After starting our vacation diets with bacon-cheeseburgers and malts in Kingman, and short detours through some of the original stretches of Route 66 to get our kicks — frozen in time with Elvis and Marilyn — we made our way through the high-desert chaparral and arrived at the Grand Canyon just before sunset.

With a 12-hour day behind us and one of the seven natural wonders of the world before us, my paternal pride was hard to describe. But what can be described is a child’s priority in that moment of seeing the Grand Canyon for the first time.

“Can we go to the gift shop now?”

On Day Two we decided the best way to truly experience the Big Hole was to go inside it.
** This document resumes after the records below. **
Issue #579, opened 2026-04-18
xtask: deterministic ext2 image builder (mkfs.ext2 -E hash-seed, fixed UUID, reproducible content)


dburkart:
## Motivation

Implements RFC 0004 — ext2 filesystem driver (workstream F, mount plumbing).

Smoke/CI needs a byte-identical ext2 image across runs so failures reproduce deterministically and image diffs are meaningful. `mkfs.ext2` defaults randomize UUID, hash-seed, and timestamps; we need to pin them via a small xtask that drives `mkfs.ext2` with `-E no_copy_xattrs -U <fixed> -E hash_seed=<fixed>` and then `debugfs` scripted inserts for /init and a known fixture tree.

## Work

- [ ] Add `xtask/src/ext2_image.rs::build()`:
  - Create a fixed-size (e.g., 64 MiB) zero-filled file.
  - Run `mkfs.ext2 -q -L vibix-root -U a1a2a3a4-0000-1111-2222-333344445555 -E hash_seed=... -E packed_meta_blocks=0 -t ext2 -r 0 -I 128 <image>`.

Thanks to IMAX, that’s possible while sitting in a comfortable seat with a bucket of popcorn. And another gift shop. Who knew the Native American tribes of the region were so gifted at crafting snow globes, shot glasses and mugs?
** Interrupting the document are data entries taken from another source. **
Issue #575, opened 2026-04-18
kernel/syscall: implement mount(2) — bind FS type by name, enforce MS_RDONLY/MS_NOSUID/MS_NOEXEC


dburkart:
## Motivation

Implements RFC 0004 — ext2 filesystem driver (workstream F, mount plumbing).

There is no `mount(2)` syscall in vibix today — every mount is hardcoded at init. To load an ext2 disk image at runtime we need a real `mount` syscall that accepts a source (block device path), target, fstype, and flags, dispatches to the registered FileSystem vtable, and installs the superblock at the target mount point.

## Work

- [ ] Wire `__NR_mount` (Linux x86_64 syscall 165) in `kernel/src/arch/x86_64/syscalls/vfs.rs`.
- [ ] Signature: `sys_mount(source: *const u8, target: *const u8, fstype: *const u8, flags: u64, data: *const u8) -> Result<(), Errno>`.
- [ ] Require `cred.euid == 0` (only uid 0 may mount); plumb via the new Credential path (#546). Until setuid/etc. land, uid 0 is the init-task default.
- [ ] Look up the fstype by name in a registry (`FileSystemRegistry` — add a small static map, populated by `register_filesystem`).
- [ ] Resolve the source path to a block device (via existing `/dev` DevFs); reject non-block-devices with ENOTBLK unless the FS is `MS_NODEV`-like (no-source FSes like ramfs/tmpfs — source may be empty string).
- [ ] Resolve the target path to a dentry; reject ENOTDIR for non-dir; reject EBUSY if the dentry already has a superblock mounted on it.
- [ ] Respect flags: `MS_RDONLY` (0x01), `MS_NOSUID` (0x02), `MS_NOEXEC` (0x08), `MS_NODEV` (0x04). Store on `VfsMount` and enforce at syscall entry points (execve must check MS_NOEXEC; setuid bit must be masked on MS_NOSUID).
- [ ] Install the new superblock in the mount table at target dentry; the existing VFS lookup code already consults this when walking.
- [ ] Tests: mount ext2 image at /mnt; mount as non-root → EPERM; mount over a busy dentry → EBUSY; mount with MS_RDONLY; exec from an MS_NOEXEC mount → EACCES.

## Out of scope

- `MS_BIND`, `MS_MOVE`, `MS_SHARED` (bind mounts / mount propagation) — future P2.
- `mountinfo`/`/proc/mounts` — there is no procfs yet; `findmnt`-style discovery can land when procfs does.

[...]

PR #634, opened 2026-04-23
kernel/syscall: implement umount2(2) — MNT_FORCE, MNT_DETACH, busy check (#576)

### LINKED ISSUE #576: kernel/syscall: implement umount2(2) — MNT_FORCE, MNT_DETACH, busy-check
## Motivation

Counterpart to `mount(2)` (#575). Without `umount2` there is no way to flush dirty buffers, drain orphan pins (#573), and set `s_state = EXT2_VALID_FS` (#574) — every shutdown looks like a crash to the next mount. This is also what `shutdown` + init will call during reboot.

## Work

- [ ] Wire `__NR_umount2` (Linux x86_64 syscall 166) in `kernel/src/arch/x86_64/syscalls/vfs.rs`.
- [ ] Signature: `sys_umount2(target: *const u8, flags: u32) -> Result<(), Errno>`.
- [ ] Require `cred.euid == 0`.
- [ ] Default (flags == 0): if any inode on this mount has open fds or any dentry is in use, return EBUSY. Otherwise call `SuperOps::put_super`, which flushes the buffer cache and sets `s_state` clean.
- [ ] `MNT_FORCE` (0x01): not supported initially — return ENOTSUP (flagged in RFC Alternatives).
- [ ] `MNT_DETACH` (0x02): lazy umount. Detach from the dentry tree now; the real `put_super` runs when the last open fd/dentry drops.
- [ ] Refuse to umount `/` unless the rootfs is being pivoted (future work; today return EBUSY).
- [ ] Tests: mount → umount; umount with open fd → EBUSY; MNT_DETACH + open fd + close fd → delayed put_super; umount as non-root → EPERM.

## Out of scope

- `pivot_root(2)`, `chroot(2)` — separate follow-ups, not required for root ext2 mount.

## Context

- Parent epic: #537
- RFC: `docs/RFC/0004-ext2-filesystem-driver.md` (§umount2(2), §Lazy umount)
- Depends on: mount(2) (this epic); orphan final-close (#573); s_state (#574).
- Blocks: boot-path root mount (this epic) — clean reboot requires clean umount.

dburkart:
Closes #576

## Summary

Implements `SYS_umount2` (syscall 166) on top of the VFS mount table landed
in #575 (RFC 0004 Workstream F).

- **Default (flags=0)**: strict busy check — returns EBUSY if any
  dentry on the mount is pinned or if any `SbActiveGuard` is live.
- **MNT_FORCE (0x1)**: aborts pending I/O and tears down inline. Refuses
  with EBUSY when the target has nested child mounts (safer than glibc's
  "force-through-nested").
- **MNT_DETACH (0x2)**: lazy unmount. Always succeeds; removes the edge
  from the mount table immediately, but defers `SuperOps::unmount` until
  the last `SbActiveGuard` drops. New `PENDING_DETACH` list keeps the
  SuperBlock Arc alive; `SbActiveGuard::drop` calls `finalize_pending_detach`
  when the active count hits zero.
- `SuperOps::sync_fs` runs before teardown on writable mounts.
- Superuser-only: non-root → EPERM. Unknown flag bits → EINVAL.

Target-path resolution accepts either the mountpoint dentry or a path
that crosses into the mount (walks up via `GlobalMountResolver::mount_above`).

## Test plan

- [x] `cargo xtask test` — all umount2_flags tests pass (7/7); one
      pre-existing flaky QEMU timeout on `wait4_condvar_race` passes
      in isolation.
- [x] New integration test `kernel/tests/umount2_flags.rs` covers:
  - `default_unmount_no_pins_succeeds`
  - `default_unmount_with_active_guard_returns_ebusy`
  - `force_with_active_guard_tears_down`
  - `force_refuses_nested_child_mount`
  - `detach_defers_ops_unmount_until_guard_drops`
  - `detach_with_no_guards_finalizes_inline`
  - `detach_allows_nested_child_mount`

### DIFF
--- a/kernel/Cargo.toml
+++ b/kernel/Cargo.toml
@@ -419,3 +419,7 @@ required-features = ["ext2"]
 name = "ext2_link"
 harness = false
 required-features = ["ext2"]
+
+[[test]]
+name = "umount2_flags"
+harness = false
--- a/kernel/src/arch/x86_64/syscall.rs
+++ b/kernel/src/arch/x86_64/syscall.rs
@@ -954,6 +954,13 @@ pub unsafe extern "C" fn syscall_dispatch(
         #[cfg(feature = "vfs_creds")]
         MOUNT => unsafe { super::syscalls::vfs::sys_mount_impl(a0, a1, a2, a3, a4) },
 
+        // umount2(target, flags) — RFC 0004 §umount2(2). Issue #576.
+        // Superuser-only; MNT_FORCE = abort in-flight I/O + detach
+        // (refuses nested mounts with EBUSY); MNT_DETACH = lazy unmount
+        // (unlink now, finalize when last SbActiveGuard drops).
+        #[cfg(feature = "vfs_creds")]
+        UMOUNT2 => unsafe { super::syscalls::vfs::sys_umount2_impl(a0, a1 as u32) },
+
         // poll(fds, nfds, timeout_ms) — wait for readiness on a set of fds.
         POLL => crate::poll::syscalls::sys_poll(a0, a1, a2 as i64),
 
@@ -1645,6 +1652,7 @@ pub mod syscall_nr {
     pub const FCHMODAT: u64 = 268;
     pub const UTIMENSAT: u64 = 280;
     pub const MOUNT: u64 = 165;
+    pub const UMOUNT2: u64 = 166;
     pub const POLL: u64 = 7;
     pub const SELECT: u64 = 23;
     pub const PSELECT6: u64 = 270;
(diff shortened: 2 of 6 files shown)


dburkart:
Both CodeRabbit findings are legitimate but cross-cutting enough that they deserve their own PRs rather than blocking umount2 landing:

- Target-path canonicalization (`/mnt/subdir` → `/mnt`, `/` → EBUSY) deferred to #636.
- Dentry-pin counter on `SuperBlock` (covers `chdir`/fd-table-pinned dentries that are invisible to `sb_active`) deferred to #637.

Landing the scoped implementation now; follow-ups will tighten both gates.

After losing three hours of our lives to AAA because Daddy left the lights on, and a night spent trying to figure out why the carbon monoxide detector kept going off, day three started with a drive through the western side of the largest contiguous Ponderosa pine forest in the continental U.S.

Pastures of snow and the San Francisco Peaks made the route into Flagstaff perhaps the most scenic of the whole trip. Though the switchback road into Sedona, with its red rock cliffs ribboned in radiant copper and gold, was a close second.

Had we wanted our chakras aligned and auras painted, Sedona was the place to be. But we settled for great blue herons nesting in the trees over our campsite and Oak Creek running behind it.

Few things offer a child the chance to explore and grow more than the banks of a mountain creek. It was the one natural wonder that got them out of an RV that had become their mobile playground.

While Thing 1 tossed sticks and watched them transform into kayaks navigating the rapids, Thing 2 set out to find a new route to India — or at least to the other side of the freezing creek. Confident and courageous, she would not be denied. Until she fell in.

Worse than being cold in her soaked clothes was her embarrassment.

“I want to go home,” she said shivering.

“Only the brave and adventurous,” I told her, “fall into creeks far from home.”

If you’ve never fallen into a stream or a lake, never lost your footing while crossing a gorge that seemed to go on forever, you’ve never lived. Only existed. I doubt she understood this in that moment. We rarely do. But she helped me to.